STORED DATA Start Marker

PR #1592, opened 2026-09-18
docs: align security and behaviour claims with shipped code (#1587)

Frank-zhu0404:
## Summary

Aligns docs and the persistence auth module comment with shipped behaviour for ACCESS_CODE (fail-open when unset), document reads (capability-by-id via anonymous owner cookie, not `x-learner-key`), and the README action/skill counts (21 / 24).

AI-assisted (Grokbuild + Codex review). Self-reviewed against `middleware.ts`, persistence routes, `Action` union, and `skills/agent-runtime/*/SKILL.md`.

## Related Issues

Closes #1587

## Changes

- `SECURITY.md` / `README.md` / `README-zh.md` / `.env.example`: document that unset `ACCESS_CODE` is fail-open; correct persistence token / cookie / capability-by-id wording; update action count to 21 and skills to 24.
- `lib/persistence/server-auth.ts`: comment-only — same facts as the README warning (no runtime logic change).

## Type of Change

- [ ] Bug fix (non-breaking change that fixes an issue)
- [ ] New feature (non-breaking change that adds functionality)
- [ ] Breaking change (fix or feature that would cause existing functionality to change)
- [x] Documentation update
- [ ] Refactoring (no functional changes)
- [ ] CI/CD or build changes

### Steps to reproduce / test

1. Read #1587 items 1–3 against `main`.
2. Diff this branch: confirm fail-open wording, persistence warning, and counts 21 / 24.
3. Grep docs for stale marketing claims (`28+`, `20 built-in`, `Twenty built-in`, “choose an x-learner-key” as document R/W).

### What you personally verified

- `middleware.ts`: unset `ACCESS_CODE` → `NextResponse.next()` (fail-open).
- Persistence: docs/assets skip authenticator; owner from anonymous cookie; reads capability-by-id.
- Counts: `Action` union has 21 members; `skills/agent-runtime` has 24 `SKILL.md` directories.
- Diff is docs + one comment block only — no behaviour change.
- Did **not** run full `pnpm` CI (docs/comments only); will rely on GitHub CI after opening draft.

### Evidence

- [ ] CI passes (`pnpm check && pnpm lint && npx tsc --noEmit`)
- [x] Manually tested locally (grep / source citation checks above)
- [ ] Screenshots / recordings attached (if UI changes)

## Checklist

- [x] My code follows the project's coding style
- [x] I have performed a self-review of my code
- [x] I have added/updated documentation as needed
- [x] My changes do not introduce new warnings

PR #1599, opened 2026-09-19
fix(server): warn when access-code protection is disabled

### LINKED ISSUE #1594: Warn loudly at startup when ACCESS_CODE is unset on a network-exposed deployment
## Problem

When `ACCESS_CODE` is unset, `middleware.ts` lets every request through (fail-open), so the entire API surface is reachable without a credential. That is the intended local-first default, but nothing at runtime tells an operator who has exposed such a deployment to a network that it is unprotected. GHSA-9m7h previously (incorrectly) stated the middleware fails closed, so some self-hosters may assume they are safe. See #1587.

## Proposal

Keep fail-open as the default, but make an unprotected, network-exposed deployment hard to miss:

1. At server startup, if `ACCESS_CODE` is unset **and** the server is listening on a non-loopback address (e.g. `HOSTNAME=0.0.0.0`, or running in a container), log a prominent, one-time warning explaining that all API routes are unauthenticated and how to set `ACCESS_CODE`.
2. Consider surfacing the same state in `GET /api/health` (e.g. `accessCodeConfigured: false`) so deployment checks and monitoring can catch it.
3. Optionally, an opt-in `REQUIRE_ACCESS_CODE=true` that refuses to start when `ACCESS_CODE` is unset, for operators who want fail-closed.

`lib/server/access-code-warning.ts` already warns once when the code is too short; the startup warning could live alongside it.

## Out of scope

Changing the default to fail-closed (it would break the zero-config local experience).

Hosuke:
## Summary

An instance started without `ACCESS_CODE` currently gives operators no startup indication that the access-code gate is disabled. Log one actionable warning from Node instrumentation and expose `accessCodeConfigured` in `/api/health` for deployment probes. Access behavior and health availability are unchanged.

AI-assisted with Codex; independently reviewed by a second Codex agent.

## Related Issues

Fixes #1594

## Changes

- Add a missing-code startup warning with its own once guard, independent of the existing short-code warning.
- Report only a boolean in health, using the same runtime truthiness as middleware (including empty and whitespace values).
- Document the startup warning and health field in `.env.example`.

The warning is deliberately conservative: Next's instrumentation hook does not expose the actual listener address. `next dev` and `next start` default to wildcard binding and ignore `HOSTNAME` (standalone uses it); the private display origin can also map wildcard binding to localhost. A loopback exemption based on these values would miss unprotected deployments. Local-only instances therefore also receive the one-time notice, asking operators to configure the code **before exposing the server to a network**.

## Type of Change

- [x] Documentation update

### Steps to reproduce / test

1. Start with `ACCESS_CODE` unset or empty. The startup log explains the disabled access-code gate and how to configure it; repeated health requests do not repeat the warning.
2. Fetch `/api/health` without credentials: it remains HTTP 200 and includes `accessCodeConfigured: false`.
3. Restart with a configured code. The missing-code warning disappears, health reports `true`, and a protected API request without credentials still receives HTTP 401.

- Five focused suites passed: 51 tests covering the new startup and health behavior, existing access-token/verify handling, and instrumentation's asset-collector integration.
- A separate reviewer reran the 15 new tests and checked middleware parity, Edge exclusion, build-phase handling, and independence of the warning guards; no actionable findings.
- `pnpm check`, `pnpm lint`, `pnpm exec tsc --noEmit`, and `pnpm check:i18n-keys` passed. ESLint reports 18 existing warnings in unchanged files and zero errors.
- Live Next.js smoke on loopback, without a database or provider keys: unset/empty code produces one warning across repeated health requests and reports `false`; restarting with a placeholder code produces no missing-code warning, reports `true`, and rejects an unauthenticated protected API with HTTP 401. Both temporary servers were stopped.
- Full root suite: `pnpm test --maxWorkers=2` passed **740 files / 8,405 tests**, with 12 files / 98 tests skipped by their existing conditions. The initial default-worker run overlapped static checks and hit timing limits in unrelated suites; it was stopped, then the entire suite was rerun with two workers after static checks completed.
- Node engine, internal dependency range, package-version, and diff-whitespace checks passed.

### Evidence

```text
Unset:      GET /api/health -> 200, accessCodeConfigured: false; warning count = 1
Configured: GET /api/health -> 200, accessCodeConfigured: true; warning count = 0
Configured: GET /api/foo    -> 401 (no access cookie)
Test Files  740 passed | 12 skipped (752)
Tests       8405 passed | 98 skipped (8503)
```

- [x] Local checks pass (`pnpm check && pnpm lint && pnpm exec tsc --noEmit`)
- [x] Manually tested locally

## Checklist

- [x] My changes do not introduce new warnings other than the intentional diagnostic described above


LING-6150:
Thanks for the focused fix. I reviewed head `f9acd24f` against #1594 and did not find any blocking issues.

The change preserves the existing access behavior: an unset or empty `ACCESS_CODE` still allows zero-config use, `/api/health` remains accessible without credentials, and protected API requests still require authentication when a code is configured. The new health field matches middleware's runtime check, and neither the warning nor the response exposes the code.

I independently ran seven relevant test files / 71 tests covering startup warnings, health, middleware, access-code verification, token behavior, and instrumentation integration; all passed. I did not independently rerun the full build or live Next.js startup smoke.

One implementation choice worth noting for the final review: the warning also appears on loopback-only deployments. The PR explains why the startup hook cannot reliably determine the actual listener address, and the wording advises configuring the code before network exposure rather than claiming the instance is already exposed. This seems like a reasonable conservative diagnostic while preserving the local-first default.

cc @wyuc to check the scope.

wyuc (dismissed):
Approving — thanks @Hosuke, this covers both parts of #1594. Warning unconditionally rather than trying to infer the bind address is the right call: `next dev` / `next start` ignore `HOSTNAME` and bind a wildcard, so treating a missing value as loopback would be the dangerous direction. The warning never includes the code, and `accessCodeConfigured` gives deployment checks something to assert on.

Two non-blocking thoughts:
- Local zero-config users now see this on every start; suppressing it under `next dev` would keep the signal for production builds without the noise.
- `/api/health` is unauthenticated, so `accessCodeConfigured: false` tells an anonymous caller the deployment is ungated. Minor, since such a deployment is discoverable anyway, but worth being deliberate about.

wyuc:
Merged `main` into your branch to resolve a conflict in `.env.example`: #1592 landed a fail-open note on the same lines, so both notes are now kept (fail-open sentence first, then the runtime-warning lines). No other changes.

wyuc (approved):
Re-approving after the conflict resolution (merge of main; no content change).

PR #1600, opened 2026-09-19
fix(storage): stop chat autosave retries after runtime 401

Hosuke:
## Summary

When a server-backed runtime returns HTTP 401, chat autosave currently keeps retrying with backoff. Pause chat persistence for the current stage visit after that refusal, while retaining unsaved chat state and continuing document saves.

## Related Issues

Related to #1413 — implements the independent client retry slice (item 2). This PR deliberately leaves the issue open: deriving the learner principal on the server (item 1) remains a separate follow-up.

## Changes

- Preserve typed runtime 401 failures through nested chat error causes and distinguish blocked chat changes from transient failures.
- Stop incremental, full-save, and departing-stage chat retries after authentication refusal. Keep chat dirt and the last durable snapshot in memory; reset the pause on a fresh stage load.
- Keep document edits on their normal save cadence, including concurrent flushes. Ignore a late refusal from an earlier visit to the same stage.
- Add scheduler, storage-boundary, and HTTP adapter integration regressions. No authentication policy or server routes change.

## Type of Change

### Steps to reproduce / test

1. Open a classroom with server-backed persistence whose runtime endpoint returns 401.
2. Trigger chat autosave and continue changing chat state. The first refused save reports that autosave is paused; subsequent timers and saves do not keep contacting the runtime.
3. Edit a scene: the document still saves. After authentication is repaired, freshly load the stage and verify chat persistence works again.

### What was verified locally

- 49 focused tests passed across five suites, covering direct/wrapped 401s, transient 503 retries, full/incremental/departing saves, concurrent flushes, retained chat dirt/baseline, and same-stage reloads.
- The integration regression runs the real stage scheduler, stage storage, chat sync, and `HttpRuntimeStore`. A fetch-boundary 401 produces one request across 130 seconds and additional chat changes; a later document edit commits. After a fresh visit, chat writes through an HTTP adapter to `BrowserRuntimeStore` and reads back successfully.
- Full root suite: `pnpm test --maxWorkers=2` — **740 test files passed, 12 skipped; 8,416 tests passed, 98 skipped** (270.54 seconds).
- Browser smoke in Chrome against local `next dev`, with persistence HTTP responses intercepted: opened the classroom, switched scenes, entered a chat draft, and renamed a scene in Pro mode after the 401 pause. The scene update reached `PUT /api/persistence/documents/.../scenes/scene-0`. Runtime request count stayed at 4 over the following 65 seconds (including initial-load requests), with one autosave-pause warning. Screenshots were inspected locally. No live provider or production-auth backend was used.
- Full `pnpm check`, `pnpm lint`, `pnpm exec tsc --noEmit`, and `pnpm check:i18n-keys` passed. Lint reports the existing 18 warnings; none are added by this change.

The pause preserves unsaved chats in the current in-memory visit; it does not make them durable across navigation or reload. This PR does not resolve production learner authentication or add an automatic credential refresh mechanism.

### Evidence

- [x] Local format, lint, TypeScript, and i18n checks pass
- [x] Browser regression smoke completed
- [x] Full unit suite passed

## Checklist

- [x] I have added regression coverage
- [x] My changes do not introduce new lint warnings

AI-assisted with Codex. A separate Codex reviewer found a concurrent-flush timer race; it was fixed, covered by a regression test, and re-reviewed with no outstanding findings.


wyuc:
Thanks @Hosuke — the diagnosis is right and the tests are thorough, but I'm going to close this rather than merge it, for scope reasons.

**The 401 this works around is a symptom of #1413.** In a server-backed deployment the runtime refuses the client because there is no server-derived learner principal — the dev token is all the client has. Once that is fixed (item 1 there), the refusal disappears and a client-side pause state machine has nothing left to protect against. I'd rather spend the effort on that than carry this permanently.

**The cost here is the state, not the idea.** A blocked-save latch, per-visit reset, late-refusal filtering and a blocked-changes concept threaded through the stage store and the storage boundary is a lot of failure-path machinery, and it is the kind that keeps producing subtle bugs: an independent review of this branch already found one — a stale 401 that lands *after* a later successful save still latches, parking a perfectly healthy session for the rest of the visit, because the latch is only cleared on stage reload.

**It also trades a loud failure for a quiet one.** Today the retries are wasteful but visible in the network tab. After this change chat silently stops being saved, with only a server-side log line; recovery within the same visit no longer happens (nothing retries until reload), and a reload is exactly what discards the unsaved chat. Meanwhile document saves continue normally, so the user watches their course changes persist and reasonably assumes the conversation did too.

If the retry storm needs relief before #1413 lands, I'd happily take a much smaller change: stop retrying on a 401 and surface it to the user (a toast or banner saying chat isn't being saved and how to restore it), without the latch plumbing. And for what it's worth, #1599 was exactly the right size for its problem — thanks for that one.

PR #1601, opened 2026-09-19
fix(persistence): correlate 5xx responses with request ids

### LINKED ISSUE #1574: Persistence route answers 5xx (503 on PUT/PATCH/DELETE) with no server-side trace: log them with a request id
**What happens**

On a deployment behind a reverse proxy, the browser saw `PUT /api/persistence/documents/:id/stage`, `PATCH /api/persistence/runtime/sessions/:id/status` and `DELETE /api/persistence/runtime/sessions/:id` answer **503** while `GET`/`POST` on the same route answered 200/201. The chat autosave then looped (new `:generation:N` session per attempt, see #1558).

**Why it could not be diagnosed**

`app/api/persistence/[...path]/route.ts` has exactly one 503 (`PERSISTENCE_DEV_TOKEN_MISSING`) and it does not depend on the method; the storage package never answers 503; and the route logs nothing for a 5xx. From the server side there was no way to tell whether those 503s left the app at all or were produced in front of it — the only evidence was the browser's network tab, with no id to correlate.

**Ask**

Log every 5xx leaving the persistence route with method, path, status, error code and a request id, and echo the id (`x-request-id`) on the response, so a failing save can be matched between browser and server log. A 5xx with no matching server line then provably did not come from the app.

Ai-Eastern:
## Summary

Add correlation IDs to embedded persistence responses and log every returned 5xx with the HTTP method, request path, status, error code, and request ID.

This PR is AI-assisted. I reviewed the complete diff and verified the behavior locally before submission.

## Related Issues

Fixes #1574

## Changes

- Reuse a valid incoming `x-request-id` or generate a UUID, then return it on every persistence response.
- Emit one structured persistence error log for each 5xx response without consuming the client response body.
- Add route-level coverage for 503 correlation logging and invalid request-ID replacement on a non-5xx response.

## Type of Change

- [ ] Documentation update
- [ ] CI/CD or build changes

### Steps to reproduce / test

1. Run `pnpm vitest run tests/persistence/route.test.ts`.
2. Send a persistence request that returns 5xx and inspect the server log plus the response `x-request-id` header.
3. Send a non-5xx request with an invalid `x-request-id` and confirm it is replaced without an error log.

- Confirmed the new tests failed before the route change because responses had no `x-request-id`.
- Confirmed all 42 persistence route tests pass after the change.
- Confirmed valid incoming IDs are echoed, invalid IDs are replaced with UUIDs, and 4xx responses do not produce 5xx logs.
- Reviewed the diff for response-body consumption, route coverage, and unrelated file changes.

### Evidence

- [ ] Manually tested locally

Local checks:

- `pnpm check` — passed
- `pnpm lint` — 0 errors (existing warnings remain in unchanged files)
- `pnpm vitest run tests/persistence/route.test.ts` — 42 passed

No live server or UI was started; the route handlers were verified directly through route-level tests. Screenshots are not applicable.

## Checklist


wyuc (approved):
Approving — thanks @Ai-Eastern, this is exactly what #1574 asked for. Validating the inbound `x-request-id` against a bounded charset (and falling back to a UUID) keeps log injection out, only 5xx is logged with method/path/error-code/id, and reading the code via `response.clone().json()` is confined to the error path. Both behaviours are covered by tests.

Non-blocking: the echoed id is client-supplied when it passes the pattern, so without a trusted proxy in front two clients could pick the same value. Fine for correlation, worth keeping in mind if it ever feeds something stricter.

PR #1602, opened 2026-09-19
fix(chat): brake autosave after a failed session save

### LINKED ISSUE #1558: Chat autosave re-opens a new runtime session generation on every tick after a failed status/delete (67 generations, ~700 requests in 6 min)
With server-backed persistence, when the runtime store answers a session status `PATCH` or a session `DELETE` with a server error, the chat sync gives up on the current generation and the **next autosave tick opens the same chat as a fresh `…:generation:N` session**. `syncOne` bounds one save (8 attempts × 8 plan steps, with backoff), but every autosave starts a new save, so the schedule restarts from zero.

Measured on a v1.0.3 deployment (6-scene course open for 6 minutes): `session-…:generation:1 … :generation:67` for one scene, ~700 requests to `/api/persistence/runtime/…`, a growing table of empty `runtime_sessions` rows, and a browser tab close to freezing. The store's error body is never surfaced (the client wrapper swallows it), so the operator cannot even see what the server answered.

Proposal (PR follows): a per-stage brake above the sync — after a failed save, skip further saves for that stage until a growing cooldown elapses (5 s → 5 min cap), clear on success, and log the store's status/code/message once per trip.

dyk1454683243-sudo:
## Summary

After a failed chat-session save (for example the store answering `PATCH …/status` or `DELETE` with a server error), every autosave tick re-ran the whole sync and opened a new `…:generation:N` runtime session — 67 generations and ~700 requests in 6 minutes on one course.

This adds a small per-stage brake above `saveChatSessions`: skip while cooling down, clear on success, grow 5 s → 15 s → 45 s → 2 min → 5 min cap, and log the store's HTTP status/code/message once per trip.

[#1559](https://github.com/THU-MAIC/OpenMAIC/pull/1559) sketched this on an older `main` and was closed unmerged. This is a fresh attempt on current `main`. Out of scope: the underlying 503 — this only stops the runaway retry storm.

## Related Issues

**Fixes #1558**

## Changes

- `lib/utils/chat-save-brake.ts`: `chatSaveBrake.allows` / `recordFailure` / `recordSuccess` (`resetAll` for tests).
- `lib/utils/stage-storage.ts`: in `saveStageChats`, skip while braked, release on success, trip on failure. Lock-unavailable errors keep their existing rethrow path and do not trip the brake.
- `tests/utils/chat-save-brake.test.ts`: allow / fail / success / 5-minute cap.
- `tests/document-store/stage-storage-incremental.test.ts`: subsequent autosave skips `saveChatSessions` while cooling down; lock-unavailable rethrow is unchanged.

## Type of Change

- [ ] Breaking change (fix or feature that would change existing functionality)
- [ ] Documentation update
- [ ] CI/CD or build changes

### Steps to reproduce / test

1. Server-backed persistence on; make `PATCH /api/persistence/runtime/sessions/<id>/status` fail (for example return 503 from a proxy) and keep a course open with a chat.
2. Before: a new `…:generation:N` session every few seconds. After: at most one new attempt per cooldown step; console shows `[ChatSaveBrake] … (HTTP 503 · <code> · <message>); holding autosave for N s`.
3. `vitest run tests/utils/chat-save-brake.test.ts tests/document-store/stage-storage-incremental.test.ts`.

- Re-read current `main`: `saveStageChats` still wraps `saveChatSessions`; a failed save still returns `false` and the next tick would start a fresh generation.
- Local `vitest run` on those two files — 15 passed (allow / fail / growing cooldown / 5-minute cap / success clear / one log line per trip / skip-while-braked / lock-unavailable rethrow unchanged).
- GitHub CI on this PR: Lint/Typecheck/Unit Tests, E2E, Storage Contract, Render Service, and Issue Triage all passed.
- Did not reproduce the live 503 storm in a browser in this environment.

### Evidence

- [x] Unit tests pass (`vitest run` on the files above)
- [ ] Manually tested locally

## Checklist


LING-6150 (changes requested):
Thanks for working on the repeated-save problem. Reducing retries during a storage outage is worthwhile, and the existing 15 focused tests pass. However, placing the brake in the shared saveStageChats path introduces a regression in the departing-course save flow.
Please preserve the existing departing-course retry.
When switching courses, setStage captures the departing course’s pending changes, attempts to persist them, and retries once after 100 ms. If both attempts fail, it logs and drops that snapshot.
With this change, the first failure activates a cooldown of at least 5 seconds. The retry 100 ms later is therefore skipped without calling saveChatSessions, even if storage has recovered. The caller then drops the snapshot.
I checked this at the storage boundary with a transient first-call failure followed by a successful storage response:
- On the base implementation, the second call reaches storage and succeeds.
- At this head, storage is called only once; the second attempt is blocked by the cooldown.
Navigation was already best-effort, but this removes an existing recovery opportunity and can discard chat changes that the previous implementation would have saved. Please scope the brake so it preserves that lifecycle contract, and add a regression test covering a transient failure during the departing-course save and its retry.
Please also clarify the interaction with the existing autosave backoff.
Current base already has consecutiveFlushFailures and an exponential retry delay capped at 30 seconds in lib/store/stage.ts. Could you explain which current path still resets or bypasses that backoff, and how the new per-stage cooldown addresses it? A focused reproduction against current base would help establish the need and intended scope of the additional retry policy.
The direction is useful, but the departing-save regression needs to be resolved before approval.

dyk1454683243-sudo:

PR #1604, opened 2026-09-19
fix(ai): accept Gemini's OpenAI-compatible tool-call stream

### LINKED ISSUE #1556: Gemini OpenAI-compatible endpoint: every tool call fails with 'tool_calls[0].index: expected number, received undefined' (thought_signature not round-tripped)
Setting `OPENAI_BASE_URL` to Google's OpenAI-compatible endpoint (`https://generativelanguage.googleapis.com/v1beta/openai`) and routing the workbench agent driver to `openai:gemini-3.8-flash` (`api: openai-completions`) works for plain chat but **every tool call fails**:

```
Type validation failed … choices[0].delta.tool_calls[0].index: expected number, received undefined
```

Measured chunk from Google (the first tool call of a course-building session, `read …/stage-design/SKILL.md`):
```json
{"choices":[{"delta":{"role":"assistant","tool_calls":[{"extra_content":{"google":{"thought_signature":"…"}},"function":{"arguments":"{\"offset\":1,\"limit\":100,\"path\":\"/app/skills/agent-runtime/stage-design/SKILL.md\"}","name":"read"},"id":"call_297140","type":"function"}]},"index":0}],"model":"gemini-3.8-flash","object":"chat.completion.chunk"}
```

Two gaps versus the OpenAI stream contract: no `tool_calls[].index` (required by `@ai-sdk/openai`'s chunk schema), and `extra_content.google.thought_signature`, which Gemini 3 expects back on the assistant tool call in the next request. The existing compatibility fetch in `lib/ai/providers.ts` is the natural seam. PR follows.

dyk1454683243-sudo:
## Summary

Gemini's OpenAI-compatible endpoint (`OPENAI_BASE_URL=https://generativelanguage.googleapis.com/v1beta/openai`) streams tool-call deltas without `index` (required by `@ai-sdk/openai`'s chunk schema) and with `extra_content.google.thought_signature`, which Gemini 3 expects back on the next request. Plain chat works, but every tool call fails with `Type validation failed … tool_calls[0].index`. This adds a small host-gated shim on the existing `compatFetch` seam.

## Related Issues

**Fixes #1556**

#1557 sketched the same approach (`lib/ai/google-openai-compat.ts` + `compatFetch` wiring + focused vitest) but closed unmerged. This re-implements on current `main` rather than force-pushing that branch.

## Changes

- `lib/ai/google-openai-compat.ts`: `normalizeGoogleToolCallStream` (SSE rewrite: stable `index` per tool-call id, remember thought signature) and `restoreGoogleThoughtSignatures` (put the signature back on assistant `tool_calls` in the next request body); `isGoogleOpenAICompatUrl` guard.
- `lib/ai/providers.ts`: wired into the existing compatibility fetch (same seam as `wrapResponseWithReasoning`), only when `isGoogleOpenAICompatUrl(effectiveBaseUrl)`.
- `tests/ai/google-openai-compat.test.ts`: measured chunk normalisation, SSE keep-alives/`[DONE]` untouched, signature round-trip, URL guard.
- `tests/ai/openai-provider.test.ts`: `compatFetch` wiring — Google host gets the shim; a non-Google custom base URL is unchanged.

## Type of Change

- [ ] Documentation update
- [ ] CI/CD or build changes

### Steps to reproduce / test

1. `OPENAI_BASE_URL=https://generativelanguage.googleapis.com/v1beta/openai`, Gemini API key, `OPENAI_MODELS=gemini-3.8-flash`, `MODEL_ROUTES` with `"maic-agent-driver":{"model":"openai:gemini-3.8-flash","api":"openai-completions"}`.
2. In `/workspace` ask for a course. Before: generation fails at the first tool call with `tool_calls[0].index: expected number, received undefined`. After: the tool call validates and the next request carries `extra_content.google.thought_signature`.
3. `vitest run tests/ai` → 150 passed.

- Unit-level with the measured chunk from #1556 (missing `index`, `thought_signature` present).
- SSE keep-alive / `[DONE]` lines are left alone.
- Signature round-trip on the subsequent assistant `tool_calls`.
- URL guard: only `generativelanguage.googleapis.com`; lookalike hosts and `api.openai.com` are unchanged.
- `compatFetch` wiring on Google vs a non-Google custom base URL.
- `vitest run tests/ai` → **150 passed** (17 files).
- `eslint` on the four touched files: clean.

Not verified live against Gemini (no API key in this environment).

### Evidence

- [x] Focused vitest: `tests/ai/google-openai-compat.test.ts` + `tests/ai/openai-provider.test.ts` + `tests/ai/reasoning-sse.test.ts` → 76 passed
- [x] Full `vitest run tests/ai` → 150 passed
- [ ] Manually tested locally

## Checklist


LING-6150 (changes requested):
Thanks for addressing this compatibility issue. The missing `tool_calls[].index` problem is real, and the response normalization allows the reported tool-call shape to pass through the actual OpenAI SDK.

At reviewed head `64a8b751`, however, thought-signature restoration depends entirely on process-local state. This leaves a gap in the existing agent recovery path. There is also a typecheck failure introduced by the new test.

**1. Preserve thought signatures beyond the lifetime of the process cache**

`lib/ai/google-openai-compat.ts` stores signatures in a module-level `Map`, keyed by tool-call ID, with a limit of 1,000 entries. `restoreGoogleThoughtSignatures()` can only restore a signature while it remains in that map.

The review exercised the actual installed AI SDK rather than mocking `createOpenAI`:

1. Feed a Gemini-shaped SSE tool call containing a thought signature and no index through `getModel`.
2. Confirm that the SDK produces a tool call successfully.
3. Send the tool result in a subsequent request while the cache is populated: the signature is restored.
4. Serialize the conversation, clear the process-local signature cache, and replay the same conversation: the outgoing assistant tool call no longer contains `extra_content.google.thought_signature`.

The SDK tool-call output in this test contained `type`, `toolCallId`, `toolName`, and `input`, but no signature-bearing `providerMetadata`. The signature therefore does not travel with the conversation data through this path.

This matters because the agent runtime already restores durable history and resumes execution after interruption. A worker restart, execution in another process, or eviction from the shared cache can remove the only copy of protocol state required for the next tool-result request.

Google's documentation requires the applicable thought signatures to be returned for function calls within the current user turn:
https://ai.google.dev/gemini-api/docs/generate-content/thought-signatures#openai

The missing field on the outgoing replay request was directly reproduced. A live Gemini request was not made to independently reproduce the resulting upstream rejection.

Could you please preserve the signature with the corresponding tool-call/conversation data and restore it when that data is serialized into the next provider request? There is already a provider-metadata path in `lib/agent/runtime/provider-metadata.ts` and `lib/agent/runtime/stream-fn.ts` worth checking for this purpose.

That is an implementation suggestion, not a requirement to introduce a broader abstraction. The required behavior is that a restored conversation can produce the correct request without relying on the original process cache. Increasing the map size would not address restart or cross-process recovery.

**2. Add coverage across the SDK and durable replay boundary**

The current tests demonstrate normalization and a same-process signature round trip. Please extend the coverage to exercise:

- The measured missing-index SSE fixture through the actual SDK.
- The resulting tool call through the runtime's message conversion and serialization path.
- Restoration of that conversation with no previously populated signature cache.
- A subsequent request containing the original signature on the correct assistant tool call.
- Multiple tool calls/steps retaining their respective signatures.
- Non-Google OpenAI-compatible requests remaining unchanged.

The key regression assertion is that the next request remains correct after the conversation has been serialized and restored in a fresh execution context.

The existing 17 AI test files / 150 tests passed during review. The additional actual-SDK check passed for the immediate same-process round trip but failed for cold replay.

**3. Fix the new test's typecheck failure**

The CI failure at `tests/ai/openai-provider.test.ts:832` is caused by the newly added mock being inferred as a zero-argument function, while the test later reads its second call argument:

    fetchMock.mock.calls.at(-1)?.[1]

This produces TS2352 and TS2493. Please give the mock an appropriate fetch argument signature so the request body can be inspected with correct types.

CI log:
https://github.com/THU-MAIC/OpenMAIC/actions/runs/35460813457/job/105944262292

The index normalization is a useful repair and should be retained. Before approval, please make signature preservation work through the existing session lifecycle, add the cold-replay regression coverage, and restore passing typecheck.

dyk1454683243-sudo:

STORED DATA End Marker

TASK REQUIREMENTS.
The answer must be every line from the records above that contains the word "claims", copied in full.

EXERCISE RESPONSE.
docs: align security and behaviour claims with shipped code (#1587)
3. Grep docs for stale marketing claims (`28+`, `20 built-in`, `Twenty built-in`, “choose an x-learner-key” as document R/W).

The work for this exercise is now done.